China equity funds post outflows



China equity and bond funds saw money flow out despite indebted property giant, Evergrande, making a last-minute and unexpected payment and announced it will move away from property development to the electric vehicle business, according to EPFR.
China equity funds posted their largest outflow in over two months, although retail commitments hit their highest level since early June, the Informa subsidiary said.
Additionally, funds with socially responsible (SRI) or environmental, social and governance (ESG) mandates extended their longest outflow streak since a seven-week run ended in mid-March of last year.

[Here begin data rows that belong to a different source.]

PR #2833, opened 2021-03-03
add quiet check before outputting to trace_message

olgavrou:


vowpalwabbit/parse_args.cc
```diff
@@ -775,7 +775,7 @@ void parse_feature_tweaks(
     {
       if (options.was_supplied("leave_duplicate_interactions"))
       { all.interactions.leave_duplicate_interactions = true; }
-      else
+      else if (!all.logger.quiet)
```
lalo, line 778: should warnings be quiet-eable?

olgavrou: all the other ones in parse args are, so this should probably follow along

jackgerrits (approved):

PR #2837, opened 2021-03-05
[WIP] Remove the inner v_array from io_buf

jackgerrits:


peterychang:
There's a lot of duplicated code in here. I think it would be better to wrap the buffer into a private class that has the functionality we need to use. I'll be a lot more readable and maintainable that way

jackgerrits:
Did some reworking - it's not completely encapsulated but for the purposes of this class it seems a little better

vowpalwabbit/io_buf.h
```diff
@@ -10,54 +10,105 @@
...
+      else
+      {
+        _begin = temp;
+      }
+      _end = _begin + old_size;
+      _end_array = _begin + new_capacity;
+      memset(_end, 0, sizeof(char) * (_end_array - _end));
+    }
+
+    void shift_to_front(char* new_begin)
```
peterychang, line 73: `new_begin` is a confusing name. I'd say either rename it to something like `head_ptr` or maybe move the pointer inside the buffer object?

peterychang (approved):

vowpalwabbit/io_buf.h
```diff
@@ -10,54 +10,105 @@
...
+    {
+      // This specific internal buffer should only ever grow.
+      assert(new_capacity >= capacity());
+      const auto old_size = size();
+      char* temp = reinterpret_cast<char*>(std::realloc(_begin, sizeof(char) * new_capacity));
+      if (temp == nullptr)
+      {
+        // _begin still needs to be freed but the destructor will do it.
+        THROW_OR_RETURN("realloc of " << new_capacity << " failed in resize().  out of memory?");
+      }
```
olgavrou, line 63: super nit:

don't really need the `else` since if `temp == nullptr` we will throw or return

vowpalwabbit/io_buf.h
```diff
@@ -10,54 +10,105 @@
...
 **
-** The interval [space.head, space.end] may be shifted down to space.begin
+** The interval [head, _buffer._end] may be shifted down to _buffer._begin
 ** if the requested number of bytes to be read is larger than the interval size.
 ** This is done to avoid reallocating arrays as much as possible.
 */
 
 class io_buf
 {
+  struct internal_buffer
```
olgavrou, line 45: do you think it is worth adding a comment here explaining that:

io_buf re-implements a grow-only variant of `v_array` in this `internal_buffer` since it needs to access the array's internals? Or maybe call `internal_buffer` `expand_only_v_array`?

olgavrou (approved):

vowpalwabbit/io_buf.h
jackgerrits: Good point! This can be fixed in v_array too but ill leave that one for later

vowpalwabbit/io_buf.h
jackgerrits: Added a comment explaining why this is here

PR #2843, opened 2021-03-09
Implement v_array::insert for single elements

jackgerrits:


vowpalwabbit/v_array.h
```diff
@@ -66,6 +66,14 @@ struct v_array<T, typename std::enable_if<std::is_trivially_copyable<T>::value>:
     memset(_end, 0, (end_array - _end) * sizeof(T));
   }
 
+  // This will move all elements after idx by width positions and reallocate the underlying buffer if needed.
+  // The size must be updated prior to calling this
```
olgavrou, line 70: Does the comment: `The size must be updated prior to calling this` correspond to updating `_end` by `1` during insert?

olgavrou (approved):

vowpalwabbit/v_array.h
jackgerrits: Yes

vowpalwabbit/v_array.h
```diff
@@ -66,6 +66,14 @@ struct v_array<T, typename std::enable_if<std::is_trivially_copyable<T>::value>:
...
+  void make_space_at(size_t idx, size_t width)
+  {
+    if (size() + width > capacity()) { reserve(2 * capacity() + width); }
+    memmove(&_begin[idx + width], &_begin[idx], (size() - (idx + width)) * sizeof(T));
```
peterychang, line 74: I think the size calculation is wrong?
If you want to insert 2 elements at the beginning, your memmove would be
`memmove(&_begin[2], &_begin[0], size() - 2)`, so you'd end up overwriting the last 2 elements of your array, right?

peterychang: wait, nevermind.. missed the comment (olga even commented on it!) where the size has to be updated first

jackgerrits: Yeah it is a little weird - you need to extend the end and them shift down into it.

Also, investors looking to emerging Asia announced they had shifted their focus from China to Korea and some of the region’s smaller markets while Thailand, Malaysia, and Indonesia have announced plans to reopen their borders starting next month and flows into Malaysia equity funds jumped to a nine-week high while Indonesia equity funds posted their fifth consecutive inflow.
Source: EPFR
EPFR-tracked bond funds, according to which US bond funds were the only group to take in significant sums of fresh money while global, emerging markets and Europe bond funds posted inflows.
At the country level China bond funds posted consecutive weekly outflows for the first time since late 1Q20 while flows into Korea bond funds hit a 42-week high.
Overall, EPFR-tracked equity funds pulled in $24.5 billion during the week ending 20 October. Bond funds absorbed $5.7 billion, balanced funds $3.9 billion and alternative funds $1.7 billion while $4.1 billion flowed out of money market funds.